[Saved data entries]
PR #7064, opened 2024-10-24
Update data structure to support new obfuscation selection

rablador:
- - -
This change is [Reviewable](https://reviewable.io/reviews/mullvad/mullvadvpn-app/7064)

### DIFF
--- a/ios/MullvadSettings/WireGuardObfuscationSettings.swift
+++ b/ios/MullvadSettings/WireGuardObfuscationSettings.swift
@@ -8,54 +8,158 @@
 
 import Foundation
 
-/// Whether UDP-over-TCP obfuscation is enabled
+/// Whether obfuscation is enabled and which method is used
 ///
 /// `.automatic` means an algorithm will decide whether to use it or not.
 public enum WireGuardObfuscationState: Codable {
-    case automatic
+    @available(*, deprecated, renamed: "udpOverTcp")
     case on
+
+    case automatic
+    case udpOverTcp
+    case shadowsocks
     case off
+
+    public init(from decoder: Decoder) throws {
+        let container = try decoder.container(keyedBy: CodingKeys.self)
+
+        var allKeys = ArraySlice(container.allKeys)
+        guard let key = allKeys.popFirst(), allKeys.isEmpty else {
+            throw DecodingError.typeMismatch(
+                WireGuardObfuscationState.self,
+                DecodingError.Context(
+                    codingPath: container.codingPath,
+                    debugDescription: "Invalid number of keys found, expected one.",
+                    underlyingError: nil
+                )
+            )
+        }
+
+        switch key {
+        case .automatic:
+            self = .automatic
+        case .on, .udpOverTcp:
+            self = .udpOverTcp
+        case .shadowsocks:
+            self = .shadowsocks
+        case .off:
+            self = .off
+        }
+    }
 }
 
-/// The port to select when using UDP-over-TCP obfuscation
-///
-/// `.automatic` means an algorith will decide between using `port80` or `port5001`
-public enum WireGuardObfuscationPort: UInt16, Codable, CaseIterable {
-    case automatic = 0
-    case port80 = 80
-    case port5001 = 5001
+public enum WireGuardObfuscationUdpOverTcpPort: Codable, Equatable, CustomStringConvertible {
+    case automatic
+    case port80
+    case port5001
 
-    /// The `UInt16` representation of the port.
-    /// - Returns: `0` if `.automatic`, `80` or `5001` otherwise.
-    public var portValue: UInt16 {
-        self == .automatic ? 0 : rawValue
-    }
-
-    public init?(rawValue: UInt16) {
-        switch rawValue {
-        case 80:
-            self = .port80
-        case 5001:
-            self = .port5001
-        default: self = .automatic
+    public var portValue: UInt16? {
+        switch self {
+        case .automatic:
+            nil
+        case .port80:
+            80
+        case .port5001:
+            5001
         }
     }
 
-    public init(from decoder: Decoder) throws {
-        let container = try decoder.singleValueContainer()
-        let decodedValue = try? container.decode(UInt16.self)
-
-        let port = WireGuardObfuscationPort.allCases.first(where: { $0.rawValue == decodedValue })
-        self = port ?? .automatic
+    public var description: String {
+        switch self {
+        case .automatic:
+            NSLocalizedString(
+                "WIREGUARD_OBFUSCATION_UDP_TCP_PORT_AUTOMATIC",
+                tableName: "VPNSettings",
+                value: "Automatic",
+                comment: ""
+            )
+        case .port80:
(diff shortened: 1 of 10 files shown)


mojganii (changes requested):
> *[Reviewable](https://reviewable.io/reviews/mullvad/mullvadvpn-app/7064)* status: 0 of 21 files reviewed, 1 unresolved discussion (waiting on @rablador)

___
*[`ios/MullvadSettings/WireGuardObfuscationSettings.swift` line 128 at r3](https://reviewable.io/reviews/mullvad/mullvadvpn-app/7064#-OAq_Tls5k8jAJSDrhP7:-OAq_Tls5k8jAJSDrhP8:b-s32ihp) ([raw file](https://github.com/mullvad/mullvadvpn-app/blob/067219c91010e7f6d63796bc7855e50c0a799ea5/ios/MullvadSettings/WireGuardObfuscationSettings.swift#L128)):*
> ```Swift
> 
>     public let state: WireGuardObfuscationState
>     public let udpOverTcpPort: WireGuardObfuscationUdpOverTcpPort
> ```

are we going to keep the previous state when user is changing obfuscation method?  in this architecture, if we add another state into `WireGuardObfuscationState` that has its own custom configuration then we need to add another property for that here, as well. is it the thing we will?

rablador (commented):
> *[Reviewable](https://reviewable.io/reviews/mullvad/mullvadvpn-app/7064)* status: 0 of 21 files reviewed, 3 unresolved discussions (waiting on @buggmagnet and @mojganii)

___
*[`ios/MullvadSettings/WireGuardObfuscationSettings.swift` line 56 at r3](https://reviewable.io/reviews/mullvad/mullvadvpn-app/7064#-OAriaWsA_KDeBwtO-JK:-OAvn_30D5cyqH2CqKb8:b-4ncs6g) ([raw file](https://github.com/mullvad/mullvadvpn-app/blob/067219c91010e7f6d63796bc7855e50c0a799ea5/ios/MullvadSettings/WireGuardObfuscationSettings.swift#L56)):*

This should not be `Optional`, we always know the real value of the port.
</blockquote></details>

We don't, since `.automatic` isn't really equal to eg. 0 we should properly represent that a port has not been explicity set.
___
*[`ios/MullvadSettings/WireGuardObfuscationSettings.swift` line 128 at r3](https://reviewable.io/reviews/mullvad/mullvadvpn-app/7064#-OAq_Tls5k8jAJSDrhP7:-OAvmra274n16rSsb88g:bcwftrm) ([raw file](https://github.com/mullvad/mullvadvpn-app/blob/067219c91010e7f6d63796bc7855e50c0a799ea5/ios/MullvadSettings/WireGuardObfuscationSettings.swift#L128)):*

are we going to keep the previous state when user is changing obfuscation method?  in this architecture, if we add another state into `WireGuardObfuscationState` that has its own custom configuration then we need to add another property for that here, as well. is it the thing we will?
</blockquote></details>

I think so. Doing it this way we keep each port setting no matter what other settings the user changes, so that's according to spec I think. Unfortunately we could not - in a good way - combine state and port into a single enum. The reason for that being that we set state and port in different places at different times, which makes it really bothersome to keep track of in a viewmodel.
___
*[`ios/PacketTunnelCore/Actor/ProtocolObfuscator.swift` line 61 at r3](https://reviewable.io/reviews/mullvad/mullvadvpn-app/7064#-OArjCKY-fbKYvuXFjXc:-OAvowIC-vU4Mi91pN6X:bpv8cqg) ([raw file](https://github.com/mullvad/mullvadvpn-app/blob/067219c91010e7f6d63796bc7855e50c0a799ea5/ios/PacketTunnelCore/Actor/ProtocolObfuscator.swift#L61)):*

This is the reason why `portValue` shouldn't be nullable. `0` is an invalid port number in this case, and it should be impossible
to have this condition here since if the obfuscation is set to `automatic` it would either be `80` or `5001`
</blockquote></details>

That won't be true for long. This code will change when the relay selector PR goes up, and this part will handle the custom port for shadowsocks as well, which can be anything. I don't think we should be relying on an Int that's implicitly wrong if it happens to be a 0 but correct if it's a 1.

rablador (commented):
> *[Reviewable](https://reviewable.io/reviews/mullvad/mullvadvpn-app/7064)* status: 0 of 21 files reviewed, 3 unresolved discussions (waiting on @buggmagnet and @mojganii)

___
*[`ios/PacketTunnelCore/Actor/ProtocolObfuscator.swift` line 61 at r3](https://reviewable.io/reviews/mullvad/mullvadvpn-app/7064#-OArjCKY-fbKYvuXFjXc:-OAvwAuh0jgeJXjFsIOb:bqnx9h) ([raw file](https://github.com/mullvad/mullvadvpn-app/blob/067219c91010e7f6d63796bc7855e50c0a799ea5/ios/PacketTunnelCore/Actor/ProtocolObfuscator.swift#L61)):*

That won't be true for long. This code will change when the relay selector PR goes up, and this part will handle the custom port for shadowsocks as well, which can be anything. I don't think we should be relying on an Int that's implicitly wrong if it happens to be a 0 but correct if it's a 1.
</blockquote></details>

Just to clarify, in the new code there won't be any fallbacks like this.

buggmagnet (commented):
> *[Reviewable](https://reviewable.io/reviews/mullvad/mullvadvpn-app/7064)* status: 0 of 21 files reviewed, 2 unresolved discussions (waiting on @mojganii and @rablador)

___
*[`ios/MullvadSettings/WireGuardObfuscationSettings.swift` line 56 at r3](https://reviewable.io/reviews/mullvad/mullvadvpn-app/7064#-OAriaWsA_KDeBwtO-JK:-OAw6RCd3VWldTGe154t:bxplirk) ([raw file](https://github.com/mullvad/mullvadvpn-app/blob/067219c91010e7f6d63796bc7855e50c0a799ea5/ios/MullvadSettings/WireGuardObfuscationSettings.swift#L56)):*

We don't, since `.automatic` isn't really equal to eg. 0 we should properly represent that a port has not been explicity set.
</blockquote></details>

This was discussed offline.
___
*[`ios/PacketTunnelCore/Actor/ProtocolObfuscator.swift` line 61 at r3](https://reviewable.io/reviews/mullvad/mullvadvpn-app/7064#-OArjCKY-fbKYvuXFjXc:-OAw6VNwA2XedQ7jQHVU:b-93926e) ([raw file](https://github.com/mullvad/mullvadvpn-app/blob/067219c91010e7f6d63796bc7855e50c0a799ea5/ios/PacketTunnelCore/Actor/ProtocolObfuscator.swift#L61)):*

Just to clarify, in the new code there won't be any fallbacks like this.
</blockquote></details>

Sounds good then, a temporary solution is fine.

buggmagnet (approved):
:lgtm:

> *[Reviewable](https://reviewable.io/reviews/mullvad/mullvadvpn-app/7064#-:-OAwrAQ_4Wyk99IZJUrB:bnfp4nl)* status: 0 of 21 files reviewed, 1 unresolved discussion (waiting on @mojganii)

* Exercise directions: In the entries above, find each line with the word "WireGuardObfuscationPort" and return it.

* Answer space:
-public enum WireGuardObfuscationPort: UInt16, Codable, CaseIterable {
-        let port = WireGuardObfuscationPort.allCases.first(where: { $0.rawValue == decodedValue })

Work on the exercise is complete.